Assignment =>
Restate the following entries exactly, including every line.

[Saved data entries]
# # # # # # #
PR #218, opened 2025-04-04
fix: allow positively recursive types

### LINKED ISSUE #198: Non consistent approach to positive recursion
The type-checker allows pure pattern-matching on positively recursive types, while internal Core type-checker uses strict positivity requirement. This discrepancy may result in internal errors in some rare cases. For instance, for the program
```
data rec T = C of ((T -> Unit) -> Unit)
let foo (C f) = f (fn (C g) => g (fn _ => ()))
```
we get the following error.
```
Fatal error: exception Failure("Internal error: Type is not strictly positively recursive")
```

dominik-muc:
I'm not sure it's the correct approach for checking positive recursion, please verify me.


src/Lang/CorePriv/Syntax.ml
```diff
@@ -14,7 +14,7 @@ type data_def =
       proof             : var;
       args              : TVar.ex list;
       ctors             : ctor_type list;
-      strictly_positive : bool
+      positive : bool
```
ppolesiuk, line 17: Code formatting could be improved here. All colons above are aligned, so why to do it differently.

src/Lang/CorePriv/Type.ml
```diff
@@ -418,41 +418,47 @@ let rec strictly_positive : type k. nonrec_scope:_ -> k typ -> bool =
     end
 
   | TEffJoin(eff1, eff2) ->
-    strictly_positive ~nonrec_scope eff1 &&
-    strictly_positive ~nonrec_scope eff2
-
+    positive ~nonrec_scope eff1 &&
+    positive ~nonrec_scope eff2
+
+  | TArrow(TArrow (_, tp1, eff0), tp2, eff1) ->
```
ppolesiuk, line 424: Ugh... Onion is either nothing or an onion wrapped around a leaf. Most of operations on syntax should deconstruct at most one constructor at once. I think, we need two mutually recursive functions here: `positive` and `negative`.

src/ToCore/DataType.ml
```diff
@@ -73,7 +73,7 @@ let finalize_data_def env (dd : data_def) =
       proof             = dd.proof;
       args              = args;
       ctors             = ctors;
-      strictly_positive = dd.positive;
+      positive = dd.positive;
```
# # # # # # #
Exercise output =>
PR #218, opened 2025-04-04
fix: allow positively recursive types

### LINKED ISSUE #198: Non consistent approach to positive recursion
The type-checker allows pure pattern-matching on positively recursive types, while internal Core type-checker uses strict positivity requirement. This discrepancy may result in internal errors in some rare cases. For instance, for the program
```
data rec T = C of ((T -> Unit) -> Unit)
let foo (C f) = f (fn (C g) => g (fn _ => ()))
```
we get the following error.
```
Fatal error: exception Failure("Internal error: Type is not strictly positively recursive")
```

dominik-muc:
I'm not sure it's the correct approach for checking positive recursion, please verify me.


src/Lang/CorePriv/Syntax.ml
```diff
@@ -14,7 +14,7 @@ type data_def =
       proof             : var;
       args              : TVar.ex list;
       ctors             : ctor_type list;
-      strictly_positive : bool
+      positive : bool
```
ppolesiuk, line 17: Code formatting could be improved here. All colons above are aligned, so why to do it differently.

src/Lang/CorePriv/Type.ml
```diff
@@ -418,41 +418,47 @@ let rec strictly_positive : type k. nonrec_scope:_ -> k typ -> bool =
     end
 
   | TEffJoin(eff1, eff2) ->
-    strictly_positive ~nonrec_scope eff1 &&
-    strictly_positive ~nonrec_scope eff2
-
+    positive ~nonrec_scope eff1 &&
+    positive ~nonrec_scope eff2
+
+  | TArrow(TArrow (_, tp1, eff0), tp2, eff1) ->
```
ppolesiuk, line 424: Ugh... Onion is either nothing or an onion wrapped around a leaf. Most of operations on syntax should deconstruct at most one constructor at once. I think, we need two mutually recursive functions here: `positive` and `negative`.

src/ToCore/DataType.ml
```diff
@@ -73,7 +73,7 @@ let finalize_data_def env (dd : data_def) =
       proof             = dd.proof;
       args              = args;
       ctors             = ctors;
-      strictly_positive = dd.positive;
+      positive = dd.positive;
```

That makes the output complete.